PR #511, opened 2026-04-20
[Docs] Dem Sampling Docs, follow-up #479

kvmto:
This is a follow-up for #479 

### Summary
Adds comprehensive documentation for the `dem_sampling` feature across the Sphinx doc tree: API references (Python and C++), a dedicated example page with narrative explanation, and a new section in the QEC introduction page.

### Changes
- **`docs/sphinx/examples_rst/qec/dem_sampling.rst`** — New dedicated page covering the DEM sampling workflow, GPU acceleration pipeline (sparse Bernoulli sampling, GF(2) sparse-dense multiply, bitpacking), input type handling (NumPy, PyTorch CUDA, PyTorch CPU), and backend selection logic.
- **`docs/sphinx/examples/qec/python/dem_sampling.py`** — Runnable Python example: basic usage, syndrome verification, reproducibility check, explicit CPU backend.
- **`docs/sphinx/examples/qec/cpp/dem_sampling.cpp`** — Runnable C++ example using `dem_sampler::cpu::sample_dem` with syndrome verification.
- **`docs/sphinx/components/qec/introduction.rst`** — Added "DEM Sampling" subsection under "Numerical Experiments" with inline Python/C++ snippets and a link to the full example page.
- **`docs/sphinx/api/qec/python_api.rst`** — Added `autofunction:: cudaq_qec.dem_sampling` section.
- **`docs/sphinx/api/qec/cpp_api.rst`** — Added `doxygenfunction` entries for all 5 C++ API functions (`cpu::sample_dem` x2, `gpu::sample_dem`, legacy `dem_sampling` x2).
- **`docs/sphinx/examples_rst/qec/examples.rst`** — Added `dem_sampling.rst` to the examples toctree.

### Testing
- All 4 code snippets (Python standalone, Python inline, C++ standalone, bash compile command) compiled/ran successfully.
- Sphinx build (`ninja docs`) succeeds with no new warnings.
- Rendered HTML verified for correct heading hierarchy, content, and cross-links.


docs/sphinx/api/qec/python_api.rst
```diff
@@ -98,6 +98,13 @@ Common
 
 .. autofunction:: cudaq_qec.sample_code_capacity
 
+.. _dem_sampling_python_api:
+
+DEM Sampling
+============
+
+.. autofunction:: cudaq_qec.dem_sampling
```
eliotheinrich, line 120: Might not be able to change at this point, but it is a little confusing that the Python API and C++ API have different names for the same function (`dem_sampling` vs `sample_dem`). `sample_dem` is a better verb name, imo.

docs/sphinx/examples_rst/qec/dem_sampling.rst
```diff
@@ -0,0 +1,142 @@
...
+A **detector error model** (DEM) describes the probabilistic relationship
+between independent error mechanisms and the detectors (syndrome bits) that
+observe them. Given a binary check matrix :math:`H` and a vector of per-mechanism
+error probabilities, DEM sampling generates random error vectors and the
+corresponding syndromes via
+
+.. math::
+
+   \text{errors}_{ij} \sim \text{Bernoulli}(p_j), \qquad
+   \text{syndromes} = \text{errors} \cdot H^T \pmod{2}.
```
eliotheinrich, line 16: Could you define these objects and their shapes here, or follow the convention in the `Numerical Experiments - Conventions` section above?

docs/sphinx/api/core/cpp_api.rst
```diff
@@ -13,6 +13,12 @@ Namespaces
     :desc-only:
 .. doxygennamespace:: cudaq::qec::decoding::config
     :desc-only:
+.. doxygennamespace:: cudaq::qec::dem_sampler
+    :desc-only:
+.. doxygennamespace:: cudaq::qec::dem_sampler::cpu
+    :desc-only:
+.. doxygennamespace:: cudaq::qec::dem_sampler::gpu
+    :desc-only:
```
eliotheinrich, line 21: These are currently the only namespaces in the namespaces API section that include briefs; not sure if this is a deliberate convention broken here, or something that should be corrected for the other namespaces as well.

In either case, the briefs seem to describe the implementation functions. They should probably live on the actual function definitions rather than the encapsulating namespace.

docs/sphinx/api/qec/cpp_api.rst
```diff
@@ -44,6 +44,25 @@ Detector Error Model
...
+.. doxygenfunction:: cudaq::qec::dem_sampler::cpu::sample_dem(const cudaqx::tensor<uint8_t> &, std::size_t, const std::vector<double> &, unsigned)
+
+GPU sampling (device pointers, requires cuStabilizer):
+
+.. doxygenfunction:: cudaq::qec::dem_sampler::gpu::sample_dem
+
+Convenience wrappers (delegate to ``cpu::sample_dem``):
+
+.. doxygenfunction:: cudaq::qec::dem_sampling(const cudaqx::tensor<uint8_t> &, std::size_t, const std::vector<double> &)
+.. doxygenfunction:: cudaq::qec::dem_sampling(const cudaqx::tensor<uint8_t> &, std::size_t, const std::vector<double> &, unsigned)
```
eliotheinrich: The comments on these functions describes them as 'legacy API'; should we advertise them here without labelling them as such?

docs/sphinx/examples_rst/qec/dem_sampling.rst
```diff
@@ -0,0 +1,142 @@
...
+   required beyond passing standard ``uint8`` and ``float64`` arrays.
+
+2. **PyTorch CUDA tensors** — The GPU path reads input device pointers directly
+   via ``data_ptr()`` and writes outputs into ``torch.empty`` tensors on the
+   same device, avoiding any host-device copies. This is the fastest path when
+   inputs are already on the GPU. PyTorch is an optional dependency; install
+   with ``pip install torch``.
+
+3. **PyTorch CPU tensors** — With ``backend="gpu"`` the tensors are
+   automatically moved to CUDA (via ``.to(device)``) before sampling. With
```
eliotheinrich, line 104: With `backend="gpu"` but no GPU available and a PyTorch CPU tensor, this path throws with the error message at https://github.com/NVIDIA/cudaqx/pull/511/changes#diff-b06c93489a678a30bcb3d9a6ee5bcb52e3029ff962655b410b35a29385e3ebf8R82-R83, which seems contradictory (CPU tensors are supported, the real issue is that a GPU wasn't available); I believe it should probably hit the descriptive error message at https://github.com/NVIDIA/cudaqx/pull/511/changes#diff-b06c93489a678a30bcb3d9a6ee5bcb52e3029ff962655b410b35a29385e3ebf8R567-R570 first.

libs/qec/python/bindings/py_dem_sampling.cpp
```diff
@@ -621,7 +621,9 @@ void bindDemSampling(nb::module_ &mod) {
         When PyTorch CUDA tensors are provided on the GPU path, outputs are
         returned as PyTorch CUDA tensors. Otherwise, outputs are NumPy arrays.
 
-        PyTorch CPU tensors are not supported. Convert to NumPy first.
+        PyTorch CPU tensors are moved to CUDA automatically under
+        backend="gpu"; under backend="auto" or "cpu" they are rejected —
+        convert to NumPy first.
```
eliotheinrich: Same comment as above when a GPU is unavailable

libs/qec/python/cudaq_qec/dem_sampling.py
```diff
@@ -59,7 +60,8 @@ def dem_sampling(
     CUDA tensors are provided, outputs are returned as CUDA tensors.
     Otherwise, outputs are NumPy arrays.
 
-    PyTorch CPU tensors are not supported. Convert to NumPy first.
+    PyTorch CPU tensors are moved to CUDA under ``backend="gpu"`` but rejected
+    under ``"auto"``/``"cpu"``; convert to NumPy first for the CPU path.
```
eliotheinrich: Same comment as above when a GPU is unavailable

libs/qec/python/bindings/py_dem_sampling.cpp
eliotheinrich: This calls `to(device)`, so it should be wrapped in a try-catch and handled by setting `failure_reason` and returning

eliotheinrich (commented):
Nice docs! Added a few comments for consistency, and flagged a minor bug in the error handling paths.

Is there any reason for the name mismatch between the Python API and C++ API? It feels a little strange to have the same function have two names.

docs/sphinx/api/qec/python_api.rst
kvmto: There is historical reasons for that. If this is a problem we can make a followup in the future where we change this.

docs/sphinx/api/core/cpp_api.rst
kvmto: Good point. I moved the implementation descriptions off the `dem_sampler::cpu` and `dem_sampler::gpu` namespaces and onto the functions themselves; the GPU pipeline steps now live on `gpu::sample_dem`, so the namespaces no longer carry function-level briefs. Rebuilt the docs to confirm it renders.

docs/sphinx/api/qec/cpp_api.rst
kvmto: Agreed. I relabeled these as "Legacy convenience wrappers" and pointed to the preferred `dem_sampler::cpu::sample_dem` overloads above.

docs/sphinx/examples_rst/qec/dem_sampling.rst
kvmto: Done. I added the shapes inline: `H` is [n_checks x n_mechanisms], `errors` is [num_shots x n_mechanisms], and `syndromes` is [num_shots x n_checks]. I also noted that the `errors * H^T` form is the batched, row-vector version of the `S = H * E` convention used elsewhere in the QEC docs.

docs/sphinx/examples_rst/qec/dem_sampling.rst
kvmto: You are right, this was misleading. I fixed the underlying handling: under `backend="gpu"` a CPU tensor is now treated as valid input (it is moved to CUDA), and when no GPU is available it surfaces the descriptive "GPU backend requested but unavailable" error instead of the "CPU tensors not supported" one. Verified with the GPU both present and hidden. Updated the prose to match.

libs/qec/python/bindings/py_dem_sampling.cpp
kvmto: Done. The `.to(device)` moves are now wrapped in a try/catch that sets `failure_reason` and returns false, so a failed move becomes a clean fallback rather than an uncaught exception.

libs/qec/python/bindings/py_dem_sampling.cpp
kvmto: Fixed. Under `backend="gpu"` with no GPU you now get the GPU-unavailable error rather than the CPU-tensor message. The docstring is updated to say CPU tensors are only rejected under `auto`/`cpu`.

libs/qec/python/cudaq_qec/dem_sampling.py
kvmto: Same fix here. The wrapper docstring now notes that CPU tensors are moved to CUDA under `backend="gpu"` (raising a GPU-unavailable error if there is no GPU) and only rejected under `auto`/`cpu`.

eliotheinrich (approved):
LGTM!

docs/sphinx/api/qec/python_api.rst
melody-ren: Let's make an issue to track this deferred action

docs/sphinx/api/qec/cpp_api.rst
```diff
@@ -44,6 +44,26 @@ Detector Error Model
 .. doxygenfunction:: cudaq::qec::decoder_context_from_memory_circuit(const code &, operation, std::size_t, cudaq::noise_model &, bool)
 .. doxygenfunction:: cudaq::qec::dem_from_stim_text(const std::string &, bool)
 
+.. _dem_sampling_cpp_api:
+
+DEM Sampling
```
melody-ren:
```suggestion
Detector Error Model (DEM) Sampling
```

docs/sphinx/api/qec/python_api.rst
```diff
@@ -98,6 +98,13 @@ Common
 
 .. autofunction:: cudaq_qec.sample_code_capacity
 
+.. _dem_sampling_python_api:
+
+DEM Sampling
```
melody-ren:
```suggestion
Detector Error Model (DEM) Sampling
```

docs/sphinx/components/qec/introduction.rst
```diff
@@ -1418,3 +1418,51 @@ Additional Noise Models
       noise.add_all_qubit_channel(
           "x", cudaq::depolarization2(/*probability*/ 0.01),
           /*numControls*/ 1);
+
+DEM Sampling
```
melody-ren: This entire section, and possibly the short paragraph on detector error model inside "CUDAQ QEC by Example" should move to be under the header of "Decoder Framework" since it's part of the tool chain of our decoders. At any rate, it should not stay here, after numerical experiments.

libs/qec/python/bindings/py_dem_sampling.cpp
```diff
@@ -54,6 +54,24 @@ nb::ndarray<nb::numpy, double> asNumpyFloat64(nb::object obj) {
   return arr;
 }
 
+/// True if either input is a torch CPU tensor (torch importable + a CPU
+/// tensor).
```
melody-ren, line 58: How come we are combining source code change in an doc update? Does the doc need these source file updates and if yes, why is that?

docs/sphinx/api/qec/python_api.rst
kvmto: Opened https://github.com/NVIDIA/cudaqx/issues/718 to track unifying the `dem_sampling` (Python) and `sample_dem` (C++) naming.

docs/sphinx/api/qec/cpp_api.rst
kvmto: Applied. I also extended the heading underline to match the longer title; the accepted suggestion left it at the old 12-char width, which the new warnings-as-errors build (#715) flags as "Title underline too short".

docs/sphinx/api/qec/python_api.rst
kvmto: Same underline fix applied here so the warnings-as-errors build passes.

docs/sphinx/components/qec/introduction.rst
kvmto: Done. Moved the "DEM Sampling" section under "Decoder Framework" (just before "Pre-built QEC Decoders"), out of "Numerical Experiments". Left the runnable example page under "QEC by Example" since that is where the example belongs.

libs/qec/python/bindings/py_dem_sampling.cpp
kvmto: These came out of the review on this PR: the gpu-unavailable error path flagged above returned a misleading "CPU tensors not supported" message, and the docs described behavior the code did not quite deliver. The fix landed here so the docs and code agree, and it was approved with that included. Happy to split it into a followup PR if you would prefer to keep this one docs-only.

docs/sphinx/api/qec/cpp_api.rst
melody-ren: oh right. Thanks. I forgot about the underline formatting stuff. Always trips me up

libs/qec/python/bindings/py_dem_sampling.cpp
melody-ren: I see. Generally I'd prefer to keep docs update PRs to docs only. That said, given this change is small and I just verified that it works as described, we can merge as is.  We should add test coverage for this guard and I created an issue to track this #734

▬▬▬▬▬▬▬▬▬▬

▶ _WHAT THIS TASK INVOLVES_: Scan the data above, find each line with "just", and copy it.

▶ _EXERCISE RESULT_:
kvmto: Done. Moved the "DEM Sampling" section under "Decoder Framework" (just before "Pre-built QEC Decoders"), out of "Numerical Experiments". Left the runnable example page under "QEC by Example" since that is where the example belongs.
melody-ren: I see. Generally I'd prefer to keep docs update PRs to docs only. That said, given this change is small and I just verified that it works as described, we can merge as is.  We should add test coverage for this guard and I created an issue to track this #734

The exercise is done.